Sonntag, 25. November 2018

Festspielhaus Baden-Baden: Mendelssohn-Konzert, 24.11.2018

Lauter Lieblingsstücke der Romantik und dazu ein Lieblingsdirigent
Marc Minkowski kam mit zwei Stöcken zum Konzert. Der Großmeister historischer Aufführungspraxis hatte den Dirigentenstab in der Linken, rechts stützte er sich auf einen eleganten schwarzen Gehstock mit silbernem Knauf, den er auf einer auf dem Dirigentenpult stehenden Bank ablegte. In Deutsch mit gelegentlichen englischen Ergänzungen erklärte er dem Publikum, daß er vor zwei Monaten einen Fahrradunfall hatte und sein Bein "kaputt" sei. Deswegen drehte er die Programmreihenfolge um, er startete mit dem längsten Werk, nach der Pause folgte die kürzere Symphonie und am Schluß sollte dann die kurze Ouvertüre stehen. Tatsächlich hielt Minkowski nicht durch, nach zwei Symphonien war Schluß, die Ouvertüre dirigierte sein Assistent - viel wichtiger war etwas anderes: Felix Mendelssohn Bartholdys Werke klangen aufregend!

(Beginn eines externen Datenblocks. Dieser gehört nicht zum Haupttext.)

PR #52, opened 2026-06-10
feat: lns volume — list, create, inspect, rm, prune

jansav:
Implements the **Volume management** lifecycle for the named volumes mounted with `lns run -v`, the way image & cache management covers images.

## What

- **`lns volume ls`** — table of named volumes with on-disk size, creation time, and the run holding them (idle volumes show `-`).
- **`lns volume create <name>`** — provision a volume ahead of its first attach; idempotent like `docker volume create`.
- **`lns volume inspect <name>`** — JSON details: logical capacity (`size_bytes`), allocated bytes (`disk_bytes`), `created`, `in_use_by`.
- **`lns volume rm <name>`** — delete one volume; refused while a run holds it, naming the holder.
- **`lns volume prune`** — delete every volume not attached to a running sandbox, reporting the space actually reclaimed; prompts unless `-f/--force`.

## How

1982 gründete Minkowski sein Orchester Les Musiciens du Louvre, zusammen lagen die frühen Schwerpunkte auf Händel und französischer Barockmusik, die durch historische Instrumente und Aufführungspraxis kaum noch höfisch-glatt und in gemessenen Schönklang erklangen, sondern einen geerdeten, herben Klang bekamen. Die Schottische Symphonie Mendelssohns zu Beginn war dafür das perfekte Studienobjekt, stürmisch, harsch durch die historischen Hörner und Trompeten und doch wunderbar melodiös. Die Italienische Symphonie beließ Minkowski in Italien, schwungvoll mit starken Betonungen, im zweiten Satz bspw. mit großartiger Hervorhebung der Flöten. Beide Symphonien erklangen mustergültig: viele orchestrale Details, spannende Steigerungen, herb neben süß. Minkowski bot vollen Einsatz, stehend dirigierte er nicht nur durch den Taktstock, sondern mit typischen Körpereinsatz. Und auch die Hebriden-Ouvertüre mit Minkowskis Assistenten zum Abschluß waren bemerkenswert und erzeugten einen Sog. Bravo!
  
Notiz in eigener Sache: Hat Minkowski Brahms aufgenommen?